5. **Converge (optional).** If round 2 surfaced NEW claims (refuters often find
adjacent issues), feed them back through one more refutation round. Stop when
a round produces no new surviving claims — that's convergence. Cap at 3 rounds
to bound cost.
This gives you the "more trustworthy than a single pass" property without a
runtime — it's just two `delegate_task` batches and a merge, structured so
disagreement is visible and unsupported claims die before they reach the user.
### Why atomic claims matter
A refuter cannot break "the auth layer has problems." It CAN break "endpoint
`POST /api/users/:id/role` in src/routes/users.ts:142 has no role check." Force
attempts to emit specific, located, individually-falsifiable claims or the
refutation round is theater.
## Cost discipline (this is the thing that bites)
A workflow can consume dramatically more tokens than a normal turn — that is
inherent, not a bug. Two real multipliers:
- **Each Layer-B child is a full agent tree.** 20 children ≈ 20× the model calls.
`delegation.max_concurrent_children` only bounds *concurrency*, not *total*.
- **Hermes aux/subagent model defaults to main-model-first.** Children inherit
the parent's (often expensive reasoning) model. `delegate_task` does NOT expose
a per-task `model` or `profile` field — its per-task keys are
`{goal, context, toolsets, role}`. To run the fan-out cheaper you either route
delegation globally via `delegation` config (model/provider applied to all
children), or — for genuinely model/profile-scoped work — use cron, the kanban
swarm, or a separate Hermes process. The cleanest lever for mechanical fan-out
is still Layer A: do the deterministic part in a script with no per-item LLM at
all.
Always: start on a SCOPED slice (one directory, 20 records, 10 endpoints), prove
the recipe end-to-end, report the token cost, THEN offer to run it at full scale.
Never silently fan out hundreds of children — surface the cost first and let the
user say go.
## Pitfalls
- **Writing `delegate_task` inside an `execute_code` script.** It's not in
`SANDBOX_ALLOWED_TOOLS`; the import/stub won't exist. Layer A is deterministic
tools only. Fan out LLM judgment from the parent turn, not from inside a script.
- **Promising background/resumable from `delegate_task`.** It's synchronous and
turn-scoped. Durable = kanban swarm.
- **Trusting `summary` fields for content.** Route structured output to files
(Pattern 2 in delegate-task-output-patterns).
- **Non-atomic claims in the verify recipe.** Unfalsifiable claims survive
refutation by default and pollute the output. Force located, specific claims.
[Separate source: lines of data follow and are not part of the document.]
PR #5788, opened 2023-08-21
public config constants update

Nil20:


packages/client/typings/window.d.ts
```diff
@@ -70,7 +70,6 @@ interface Window {
     DATE_OF_BIRTH_UNKNOWN: boolean
     INFORMANT_SIGNATURE: boolean
     USER_NOTIFICATION_DELIVERY_METHOD: string
-    INFORMANT_NOTIFICATION_DELIVERY_METHOD: string
```
Zangetsu101, line 73: @Nil20 Let's not remove the type from here as the endpoint does actually return this value right?

Zangetsu101: So it was a duplicate one

Zangetsu101 (approved):

PR #5819, opened 2023-08-24
Check for MARRIAGE event for bride/groom informant

Zangetsu101:


Zangetsu101:
Tested by creating a marriage declaration with groom as the informant. Both the informant details & groom details refer to the same Patient resource in the bundle with this fix

PR #5822, opened 2023-08-25
Fix to update only ui based application config

kayumuzzaman:


packages/config/src/handlers/application/applicationConfigHandler.ts
```diff
@@ -132,15 +132,22 @@ export async function updateApplicationConfigHandler(
...
+    applicationConfig = changeConfig
     await ApplicationConfig.findOneAndUpdate(
       {},
       { $set: applicationConfig },
       { upsert: true }
     )
-    return h.response(applicationConfig).code(201)
+    const currentConfig = await getApplicationConfig()
+
+    return h.response(merge(currentConfig, applicationConfig)).code(201)
```
Zangetsu101, line 150: @kayumuzzaman Could we not just return `getApplicationConfig` as that already merges the values gotten from country-config with the ones from db?

PR #5840, opened 2023-08-29
creating user in offline toast message fix

Nil20:
Farajaland PR: https://github.com/opencrvs/opencrvs-farajaland/pull/682


naftis (approved):
Looks good as a fix. Would love to refactor this component to be functional & use hooks though at some point. I bet it would get a lot shorter and easier to read!

PR #5844, opened 2023-08-29
ocrvs-5809 Reload sw on new content available

Zangetsu101:


packages/client/src/src-sw.ts
```diff
@@ -106,17 +97,26 @@ registerRoute(/http(.+)validation\.js$/, new NetworkFirst())
 registerRoute(/http(.+)config$/, new NetworkFirst())
 
 // This caches the minio urls
-registerRoute(/https(.+)minio\.(.+)\/ocrvs\/+/, new CacheFirst())
+registerRoute(
+  import.meta.env.DEV
+    ? /http(.+)localhost:3535\/ocrvs\/.+/
+    : /http(.+)minio\.(.+)\/ocrvs\/.+/,
```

- **Same framing in all "independent" attempts.** They collapse to one answer and
the cross-check is worthless. Vary the angle in each child's context.
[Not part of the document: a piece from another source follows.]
PR #5846, opened 2023-08-29
Add the ability to hide a form page for a given user type

euanmillar:
In Niue, it is likely going to  be necessary to hide a page in the form from a Field Agent.

The following conditional can be added to a group to hide the entire page from this user type:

- **Fanning out a serial task.** If unit B needs unit A's output, parallelism
produces wrong/empty results. Re-check independence before fanning out.
## Verification before you call it done
- Did the deterministic pre-pass actually run, and does the manifest line-count
match the expected unit count? (`wc -l /tmp/wf_<name>/manifest.jsonl`)
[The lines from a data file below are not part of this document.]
PR #5852, opened 2023-08-30
OCRVS-5851: Add old hashing functions

euanmillar:
To resolve issues logging in after migrating 1.2 data


Zangetsu101 (approved):
Do we need the logging tho?

Zangetsu101 (approved):

PR #5853, opened 2023-08-30
Fix supporting document not showing in duplicate declaration

kayumuzzaman:


packages/client/src/declarations/index.ts
```diff
@@ -1045,10 +1045,29 @@ function requestWithStateWrapper(
...
+          const fetchRegistration =
+            declaration.data?.fetchRegistrationForViewing
+          const attachments = fetchRegistration?.registration?.attachments || []
+          const filteredResults = attachments
+            .filter((a: Attachment): a is Attachment => Boolean(a))
+            .map((a: Attachment) => a.data)
+            .filter((maybeUrl: string): maybeUrl is string => Boolean(maybeUrl))
+          allduplicateDeclarationsAttachments.push(...filteredResults)
+        }
+      }
```
rikukissa, line 1064: You can try simplify this code to use a `.map+.flat` (or  .flatMap) like this instead of doing `for` and `.push`.

fetchAllDuplicateDeclarations seems to always

```ts
const allDuplicateDeclarationsAttachments = duplicateDeclarations
.filter((declaration) => declaration.data)
.map((declaration) => {
  // ... 
  return filteredResults
}).flat()
```

Using the optional operator `something?.` is almost always a sign types or the logic could be improved a little.

I would also like to suggest two improvements to `fetchAllDuplicateDeclarations`:

1. Make it always return an array. Currently it has a branch where `undefined` is returned (line 1115). If it would always return an array you wouldn't need the `if (duplicateDeclarations) {` check.
2. Currently the function signature is 

```ts
function fetchAllDuplicateDeclarations(queryResultData: Query): Promise<ApolloQueryResult<any>[] | undefined>
```

This could be easily changed to 

```
function fetchAllDuplicateDeclarations(queryResultData: Query): Promise<ApolloQueryResult<FetchViewRecordByCompositionQuery>[] | undefined>
```

if you define a return type for the GraphQL query in `fetchDuplicateDeclarations`

```ts
async function fetchDuplicateDeclarations(id: string) {
  return (
    client &&
    client.query<FetchViewRecordByCompositionQuery>({
      query: FETCH_VIEW_RECORD_BY_COMPOSITION,
      variables: { id },
      fetchPolicy: 'network-only'
    })
  )
}
```

This would probably make the result data even easier to handle in your own code

packages/client/src/declarations/index.ts
```diff
@@ -1045,10 +1045,24 @@ function requestWithStateWrapper(
       ) {
         await fetchAllDuplicateDeclarations(data.data)
       }
+      const duplicateDeclarations = await fetchAllDuplicateDeclarations(
+        data.data
+      )
+
+      const allduplicateDeclarationsAttachments = (duplicateDeclarations ?? [])
+        .flatMap(
```
Zangetsu101, line 1053:
```suggestion
        .map(
```

PR #5862, opened 2023-08-31
content title ui fix for mobile

Nil20:


packages/components/src/Content/Content.tsx
```diff
@@ -133,11 +133,12 @@ const TitleContainer = styled.div<{ titleColor?: keyof typeof colors }>`
...
 
-const Title = styled.div`
+const Title = styled.div<{ titleOverflow?: boolean }>`
   ${({ theme }) => theme.fonts.h2}
   color: ${({ theme }) => theme.colors.copy};
-  overflow: hidden;
-  text-overflow: ellipsis;
+  overflow: ${(props) => (props.titleOverflow ? 'auto' : 'hidden')};
+  overflow-y: ${(props) => (props.titleOverflow ? 'hidden' : '')};
+  text-overflow: ${(props) => (props.titleOverflow ? '' : 'ellipsis')};
```
naftis, line 141: will this output invalid CSS in some cases? like `overflow-y: ;`

Nil20: yeah probably should not let invalid css to happen. will fix

jpye-finch:
@Nil20 can you share screenshots of the fix and ideally issue this fixes

Nil20:
> @Nil20 can you share screenshots of the fix and ideally UI problem this fixes
> 
> As for mobile the title should show in the AppBar component. It should not use Content
[securityQuesAnswerVideo.webm](https://github.com/opencrvs/opencrvs-core/assets/32668488/06f3ef10-27d4-4213-a40f-14cc81aef8e1)

securityQues
securityQuestionsAnser
usernameReminderPage

Nil20:
> @Nil20 can you share screenshots of the fix and ideally UI problem this fixes
> 
> As for mobile the title should show in the AppBar component. It should not use Content

@jpye-finch here are a couple of issues that we would face for long titles. Thus, i tried to use an additional prop for Content.

naftis:
https://github.com/opencrvs/opencrvs-core/assets/1322608/bdc8101d-ee7c-4d58-a2ec-0ca889e1cbb1
I think we need to have the title in multiple rows instead of hiding the overflow. It's currently scrolling on my machine

jpye-finch:
@naftis yes the title copy should wrap

The Content title should wrap in all cases on desktop and mobile. 

The only example where we might not want it to is Record Audit. 
image

PR #5872, opened 2023-09-04
Ocrvs 5795 - search by email

Nil20:
Farajaland PR: https://github.com/opencrvs/opencrvs-farajaland/pull/685


rikukissa (approved):

packages/client/src/components/Header/Header.tsx
```diff
@@ -369,6 +370,12 @@ class HeaderComp extends React.Component<IFullProps, IState> {
         placeHolderText: intl.formatMessage(messages.placeHolderNationalId)
       })
     }
+    searchTypeList.push({
```
Zangetsu101, line 373: We just need to add a conditional here checking whether the "registrationEmail" field is actually included in the form or not

packages/migration/src/migrations/hearth/20230905130632-elastic-search-property-rename.ts
```diff
@@ -0,0 +1,23 @@
...
+ *
+ * Copyright (C) The OpenCRVS Authors. OpenCRVS and the OpenCRVS
+ * graphic logo are (registered/a) trademark(s) of Plan International.
+ */
+
+import { updateFieldNameByCompositionId } from '../../utils/elasticsearch-helper.js'
+
+export const up = async () => {
+  // rename field name contactRelationship to informantType on elasticSearch
+  await updateFieldNameByCompositionId('contactRelationship', 'informantType')
```
euanmillar, line 17: @Nil20 If the field contactRelationship is being renamed informantType, then the parameters should be the other way round if you look at the function updateFieldNameByCompositionId

packages/migration/src/migrations/hearth/20230905130632-elastic-search-property-rename.ts
```diff
@@ -0,0 +1,23 @@
...
+}
+
+export const down = async () => {
+  // rename field name informantType to contactRelationship on elasticSearch
+  await updateFieldNameByCompositionId('informantType', 'contactRelationship')
```
euanmillar, line 22: @Nil20 as above

euanmillar (changes requested):

packages/migration/src/migrations/hearth/20230905130632-elastic-search-property-rename.ts
rikukissa: @Nil20 Since this function is currently only being used in packages/migration/src/migrations/hearth/20221110092434-add_identifiers_DOB_gender_location.ts, it's worth changing the signature `updateFieldNameByCompositionId(newValue, oldValue)` to 

`renameField(oldValue, newValue)`

Notice both changed name and flipped arguments.

Zangetsu101 (approved):

PR #5875, opened 2023-09-07
informant payload fix for informant change

Nil20:


packages/client/src/views/RegisterForm/RegisterForm.tsx
```diff
@@ -686,6 +686,10 @@ class RegisterFormView extends React.Component<FullProps, State> {
         informant = 'father'
       }
 
+      // informant needs to be reset as the relationship changed
+      // see https://github.com/opencrvs/opencrvs-core/issues/5866
+      delete declaration.data.informant._fhirIDPatient
+
```
Zangetsu101, line 692: We should not directly update the declaration data as it's in redux. Perhaps we can do something like this:
```
const { _fhirIDPatient, ...informantWithoutID } = declaration.data.informant
this.props.modifyDeclaration({
  ...declaration,
  data: {
    ...
    ...
    informant: {
      ...informantWithoutID
    }
  }
```

Zangetsu101 (changes requested):

packages/client/src/views/RegisterForm/RegisterForm.tsx
Nil20: what would be its advantage?

Zangetsu101: in this case I guess it doesn't give us anything as the "_fhirIDPatient" isn't being used anywhere in the client but the reasoning behind this approach would be the "immutability pattern". Using "delete" doesn't create a new object so the redux store wouldn't have any idea that the object changed

packages/client/src/views/RegisterForm/RegisterForm.tsx
```diff
@@ -686,13 +686,17 @@ class RegisterFormView extends React.Component<FullProps, State> {
         informant = 'father'
       }
 
+      // informant needs to be reset as the relationship changed
+      // see https://github.com/opencrvs/opencrvs-core/issues/5866
       if (informant) {
+        const { _fhirIDPatient, ...informantWithoutFhirID } =
+          declaration.data[informant]
```
Zangetsu101, line 693:
```suggestion
          declaration.data.informant
```
The informant & father/mother details need to be handled separately

Zangetsu101 (approved):

PR #5878, opened 2023-09-08
signature payload fix for marriage

Nil20:


naftis:
image
Looks good to me.

Zangetsu101:
@naftis @Nil20 Although the bug might be fixed, I'm afraid this would break some existing functionality. What I'm guessing is that if a fieldagent sends a marriage declaration with the signatures, a registrationagent validates that declaration(makes no changes to the signatures) & afterwards if a registrar downloads that declaration then the signatures would seem broken.

Zangetsu101:
Okay I was wrong. It's even worse, the download of the declaration failed for the registrar :cold_sweat: 
Peek 2023-09-12 17-08

naftis:
hmm, @Zangetsu101 I'll revert and re-open a pull request

PR #6401, opened 2024-01-04
[State transitions] Certify record

Zangetsu101:


packages/commons/src/fhir/transformers/index.ts
```diff
@@ -2698,12 +2699,15 @@ const builders: IFieldBuilders = {
             if (!hasAffidavit) {
               relatedPersonResource.extension.push({
                 url: `${OPENCRVS_SPECIFICATION_URL}extension/relatedperson-affidavittype`,
+                //@ts-ignore
```
Zangetsu101, line 2702: I will be removing the certificate related fhir-builders in the "issue-record" PR

packages/workflow/src/records/fhir.ts
```diff
@@ -807,7 +885,130 @@ export async function sendBundleToHearth(
...
+            reference: sectionEntry.reference
+          }
+        }
+        const savedReference = findSavedReference(
+          sectionEntry.reference,
+          resourceBundle,
+          responseBundle
+        )
+        if (!savedReference) {
+          throw internal(
```
rikukissa, line 940:
```suggestion
          throw new Error(
```

Maybe better to just throw generic errors from this abstraction level so http related concepts are kept on the handler-level.

packages/workflow/src/records/fhir.ts
```diff
@@ -807,7 +885,130 @@ export async function sendBundleToHearth(
...
+  const indexInResponseBundle = resourceBundle.entry.findIndex(
+    (entry) => entry.fullUrl === temporaryReference
+  )
+  if (indexInResponseBundle === -1) {
+    return null
+  }
+  return responseBundle.entry[indexInResponseBundle].response.location
+}
+
+function toSavedComposition(
```
rikukissa, line 916: Would the functions in this file make sense in the `commons` package?

Zangetsu101: I was thinking the same but they should not be needed anywhere other than workflow which defeats the purpose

- Did every fan-out child write its output file? (`ls /tmp/wf_<name>/out_*.csv`) —
remember stalled children often completed anyway (Pattern 6).
- For the verify recipe: can you point to the refuter counter-evidence for every
DROPPED claim, and confirm every SURFACED claim went through refutation?
- Did you report token cost on the scoped run before offering full scale?